[Numpy-discussion] Do we want scalar casting to behave as it does at the moment?

Tue Nov 13 05:12:40 EST 2012

On Tue, Nov 13, 2012 at 6:13 AM, Benjamin Root <ben.root at ou.edu> wrote:
>
> On Monday, November 12, 2012, Matthew Brett wrote:
>>
>> Hi,
>>
>> On Mon, Nov 12, 2012 at 8:15 PM, Benjamin Root <ben.root at ou.edu> wrote:
>> >
>> >
>> > On Monday, November 12, 2012, Olivier Delalleau wrote:
>> >>
>> >> 2012/11/12 Nathaniel Smith <njs at pobox.com>
>> >>>
>> >>> On Mon, Nov 12, 2012 at 8:54 PM, Matthew Brett
>> >>> <matthew.brett at gmail.com>
>> >>> wrote:
>> >>> > Hi,
>> >>> >
>> >>> > I wanted to check that everyone knows about and is happy with the
>> >>> > scalar casting changes from 1.6.0.
>> >>> >
>> >>> > Specifically, the rules for (array, scalar) casting have changed
>> >>> > such
>> >>> > that the resulting dtype depends on the _value_ of the scalar.
>> >>> >
>> >>> > Mark W has documented these changes here:
>> >>> >
>> >>> > http://docs.scipy.org/doc/numpy/reference/ufuncs.html#casting-rules
>> >>> >
>> >>> >
>> >>> > http://docs.scipy.org/doc/numpy/reference/generated/numpy.result_type.html
>> >>> >
>> >>> >
>> >>> > http://docs.scipy.org/doc/numpy/reference/generated/numpy.promote_types.html
>> >>> >
>> >>> > Specifically, as of 1.6.0:
>> >>> >
>> >>> > In [19]: arr = np.array([1.], dtype=np.float32)
>> >>> >
>> >>> > In [20]: (arr + (2**16-1)).dtype
>> >>> > Out[20]: dtype('float32')
>> >>> >
>> >>> > In [21]: (arr + (2**16)).dtype
>> >>> > Out[21]: dtype('float64')
>> >>> >
>> >>> > In [25]: arr = np.array([1.], dtype=np.int8)
>> >>> >
>> >>> > In [26]: (arr + 127).dtype
>> >>> > Out[26]: dtype('int8')
>> >>> >
>> >>> > In [27]: (arr + 128).dtype
>> >>> > Out[27]: dtype('int16')
>> >>> >
>> >>> > There's discussion about the changes here:
>> >>> >
>> >>> >
>> >>> >
>> >>> > http://mail.scipy.org/pipermail/numpy-discussion/2011-September/058563.html
>> >>> >
>> >>> > http://mail.scipy.org/pipermail/numpy-discussion/2011-March/055156.html
>> >>> >
>> >>> >
>> >>> > http://mail.scipy.org/pipermail/numpy-discussion/2012-February/060381.html
>> >>> >
>> >>> > It seems to me that this change is hard to explain, and does what
>> >>> > you
>> >>> > want only some of the time, making it a false friend.
>> >>>
>> >>> The old behaviour was that in these cases, the scalar was always cast
>> >>> to the type of the array, right?
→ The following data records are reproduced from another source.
PR #1770, opened 2020-06-16
docs(REFERENCE.md): fix interface code block

n1ru4l:


manast:
closing this because even though the original code block is wrong, the proposed change leaves the code with unbalanced curly braces

PR #1780, opened 2020-06-29
fix: error when .lua scripts missing in builded bundle

zhelnov:


manast:
Thanks for the PR. I would love to merge this PR if you could just fix the conflict :).

zhelnov:
@manast just fixed.

PR #1788, opened 2020-07-03
fix: forbid usage of addBulk for repeatable jobs

### LINKED ISSUE #1731: addBulk does not work with repeatable jobs
## Description

`addBulk` function does not work properly for `repeatable` jobs, the `nextRepeatableJob` is not invoked for repeatable jobs.

#### (An easy to reproduce test case will dramatically decrease the resolution time.)

The following code :

```ts
imgQueue.addBulk([{ data: { img }, opts: {repeatable: { every: 5_000 }}}])
```

is different than : 

```ts
imgQueue.add({ img }, {repeatable: { every: 5_000 }})
```

In the `add` code we have this behaviour once the job is created : 

```ts
if (opts.repeat) {
  return this.isReady().then(() => {
    return this.nextRepeatableJob(name, data, opts, true);
  });
} 
```

It is missing in the `addBulk` function.

## Solutions

I'm OK to fix it. Here are two possible solutions : 

* forbid addBulk for repeatable jobs **it could sounds weird to bulk add repeatable jobs, but it is kind of breaking**
* call `nextRepeatableJob` for each repeatable jobs of the batch once created. **Bad for perfs but still better than multiple adds**

which one do you prefer ?

## Bull version
3.14

## Additional information

Thx for your lib :)

jtassin:
Closes #1731

Forbid in code to use `addBulk` on repeatable jobs.

See : https://github.com/OptimalBits/bull/issues/1731 for details

Once merged, I will also patch the types in [@types/bull](https://github.com/DefinitelyTyped/DefinitelyTyped/tree/master/types/bull)


CHANGELOG.md
```diff
@@ -4,6 +4,7 @@
 
 - feat: add isPaused fixes #1274
 - fix: emit waiting event when adding a priority job (#1134)
+- fix: forbid usage of addBulk for repeatable jobs (#1731)
```
manast, line 7: 3.15 has already been released so this change should go on the next release

manast:
thanks for the patch. Unfortunately I made some changes recently on addBulk which are conflicting with your PR.

jtassin:
> thanks for the patch. Unfortunately I made some changes recently on addBulk which are conflicting with your PR.

Damn OK, I will rebase it

alexfu:
Any update on this? I ended up spending a large amount of time debugging my app, thinking I was doing something wrong since the parameters for both `add` and `addBulk` are the exact same. I'd hate the see new users of `bull` fall into the same trap.

I also think updating the docs to explicitly state that `addBulk` does not work with `repeat` and it will throw an exception is worth including in this PR.

manast:
Currently the tests are failing, as soon as they pass I can merge it.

So
>> >>>   np.array([1], dtype=np.int8) + 256
>> >>> returned 1? Is that the behaviour you prefer?
>> >>>
>> >>> I agree that the 1.6 behaviour is surprising and somewhat
>> >>> inconsistent. There are many places where you can get an overflow in
>> >>> numpy, and in all the other cases we just let the overflow happen. And
>> >>> in fact you can still get an overflow with arr + scalar operations, so
>> >>> this doesn't really fix anything.
>> >>>
>> >>> I find the specific handling of unsigned -> signed and float32 ->
>> >>> float64 upcasting confusing as well. (Sure, 2**16 isn't exactly
>> >>> representable as a float32, but it doesn't *overflow*, it just gives
>> >>> you 2.0**16... if I'm using float32 then I presumably don't care that
>> >>> much about exact representability, so it's surprising that numpy is
>> >>> working to enforce it, and definitely a separate decision from what to
>> >>> do about overflow.)
>> >>>
>> >>> None of those threads seem to really get into the question of what the
>> >>> best behaviour here *is*, though.
>> >>>
>> >>> Possibly the moWell, hold on though, I was asking earlier in the
>> >>> thread what we
>>
>> thought the behavior should be in 2.0 or maybe better put, sometime in
>> the future.
>>
>> If we know what we think the best answer is, and we think the best
>> answer is worth shooting for, then we can try to think of sensible
>> ways of getting there.
>>
>> I guess that's what Nathaniel and Olivier were thinking of but they
>> can correct me if I'm wrong...
>>
>> Cheers,
>>
>> Matthew
>
>
> I am fine with migrating to better solutions (I have yet to decide on this
> current situation, though), but whatever change is adopted must go through a
> deprecation process, which was my point.  Outright breaking of code as a
> first step is the wrong choice, and I was merely nipping it in the bud.

Thanks for your vigilance.

Unfortunately in this case AFAICT 1.6 already silently broke people's
code in this rather weird case, so that will presumably affect
whatever migration strategy we go with, but yes, the goal is to end up
in the right place and to get there in the right way...

-n